▽

PR #2949, opened 2025-09-03
Section Placement Control proposal

kubamracek:
Sending the "Section Placement Control" proposal (pitched 3 times on the forums, see links in the doc) for review. Note that the wording and smaller details of the proposal were changed specifically so that proposal **should be reviewable independently** from the [Swift Compile-Time Values](https://github.com/artemcm/swift-evolution/blob/const-values/proposals/0nnn-const-values.md) proposal: The text no longer refers to the `@const` syntax being proposed in Swift Compile-Time Values, and drops the extension that introduced `@constInitialized`.

Even though there is still a clear connection between Section Placement and Compile-Time Values, I would like to request an independent review of this proposal in separation, without having a final design for the exact syntax and allowed data types to be eligible for being compile-time guaranteed. Those aspects are still important and need to be finalized, but do not impact the content of this proposal.

### DIFF
--- a/proposals/0nnn-section-control.md
+++ b/proposals/0nnn-section-control.md
@@ -1,0 +1,447 @@
+# Section Placement Control
+
+* Proposal: [SE-0NNN](0nnn-section-control.md)
+* Authors: [Kuba Mracek](https://github.com/kubamracek)
+* Status: Pitch #3
+* Discussion threads:
+  * Pitch #1: https://forums.swift.org/t/pitch-low-level-linkage-control-attributes-used-and-section/65877
+  * Pitch #2: https://forums.swift.org/t/pitch-2-low-level-linkage-control/69752
+  * Pitch #3: TBD
+
+## Introduction
+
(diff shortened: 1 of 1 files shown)


proposals/0nnn-section-control.md
```diff
@@ -0,0 +1,438 @@
...
+
+The intention is that these attributes are to be used rarely and only by specific use cases; high-level application code should not need to use them directly and instead should rely on libraries, macros and other abstractions over the low-level attributes.
+
+The scope of this proposal is limited to compile-time behavior and compile-time control. We expect that full user-facing solutions for features like linker sets, test discovery or plugins will also require runtime implementations to discover and iterate the contents of custom sections, possibly from multiple modules. This proposal makes sure to provide the right building blocks and artifacts in binaries for the runtime components, but doesn’t prescribe the shape of those. However, it is providing a significant step towards generalized and safe high-level mechanisms for those use cases. See the discussion of that in the sections [Runtime discovery of data in custom sections](#runtime-discovery-of-data-in-custom-sections) and [Linker sets, plugins as high-level APIs](#linker-sets-plugins-as-high-level-apis) in Future Directions.
```
beccadax: This section isn’t really doing what the template says it should:

> A short description of what the feature is. Try to keep it to a single-paragraph "elevator pitch" so the reader understands what problem this proposal is addressing.

Could it be condensed into something like:
```suggestion
This proposal adds `@section` and `@used` attributes which can be applied to global variables. These allow users to directly control which section of the resulting binary should globals variables be emitted into, and give users the ability to disable DCE (dead code elimination) on those. The goal is to enable systems and embedded programming use cases like runtime discovery of test metadata from multiple modules, and also to serve as a low-level building block for higher-level features (e.g. linker sets, plugins).
```

And then the other details discussed later in the proposal?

△

### [Directions]
Quote the material exactly, leaving nothing out.

### [Task result]
PR #2949, opened 2025-09-03
Section Placement Control proposal

kubamracek:
Sending the "Section Placement Control" proposal (pitched 3 times on the forums, see links in the doc) for review. Note that the wording and smaller details of the proposal were changed specifically so that proposal **should be reviewable independently** from the [Swift Compile-Time Values](https://github.com/artemcm/swift-evolution/blob/const-values/proposals/0nnn-const-values.md) proposal: The text no longer refers to the `@const` syntax being proposed in Swift Compile-Time Values, and drops the extension that introduced `@constInitialized`.

Even though there is still a clear connection between Section Placement and Compile-Time Values, I would like to request an independent review of this proposal in separation, without having a final design for the exact syntax and allowed data types to be eligible for being compile-time guaranteed. Those aspects are still important and need to be finalized, but do not impact the content of this proposal.

### DIFF
--- a/proposals/0nnn-section-control.md
+++ b/proposals/0nnn-section-control.md
@@ -1,0 +1,447 @@
+# Section Placement Control
+
+* Proposal: [SE-0NNN](0nnn-section-control.md)
+* Authors: [Kuba Mracek](https://github.com/kubamracek)
+* Status: Pitch #3
+* Discussion threads:
+  * Pitch #1: https://forums.swift.org/t/pitch-low-level-linkage-control-attributes-used-and-section/65877
+  * Pitch #2: https://forums.swift.org/t/pitch-2-low-level-linkage-control/69752
+  * Pitch #3: TBD
+
+## Introduction
+
(diff shortened: 1 of 1 files shown)


proposals/0nnn-section-control.md
```diff
@@ -0,0 +1,438 @@
...
+
+The intention is that these attributes are to be used rarely and only by specific use cases; high-level application code should not need to use them directly and instead should rely on libraries, macros and other abstractions over the low-level attributes.
+
+The scope of this proposal is limited to compile-time behavior and compile-time control. We expect that full user-facing solutions for features like linker sets, test discovery or plugins will also require runtime implementations to discover and iterate the contents of custom sections, possibly from multiple modules. This proposal makes sure to provide the right building blocks and artifacts in binaries for the runtime components, but doesn’t prescribe the shape of those. However, it is providing a significant step towards generalized and safe high-level mechanisms for those use cases. See the discussion of that in the sections [Runtime discovery of data in custom sections](#runtime-discovery-of-data-in-custom-sections) and [Linker sets, plugins as high-level APIs](#linker-sets-plugins-as-high-level-apis) in Future Directions.
```
beccadax: This section isn’t really doing what the template says it should:

> A short description of what the feature is. Try to keep it to a single-paragraph "elevator pitch" so the reader understands what problem this proposal is addressing.

Could it be condensed into something like:
```suggestion
This proposal adds `@section` and `@used` attributes which can be applied to global variables. These allow users to directly control which section of the resulting binary should globals variables be emitted into, and give users the ability to disable DCE (dead code elimination) on those. The goal is to enable systems and embedded programming use cases like runtime discovery of test metadata from multiple modules, and also to serve as a low-level building block for higher-level features (e.g. linker sets, plugins).
```

And then the other details discussed later in the proposal?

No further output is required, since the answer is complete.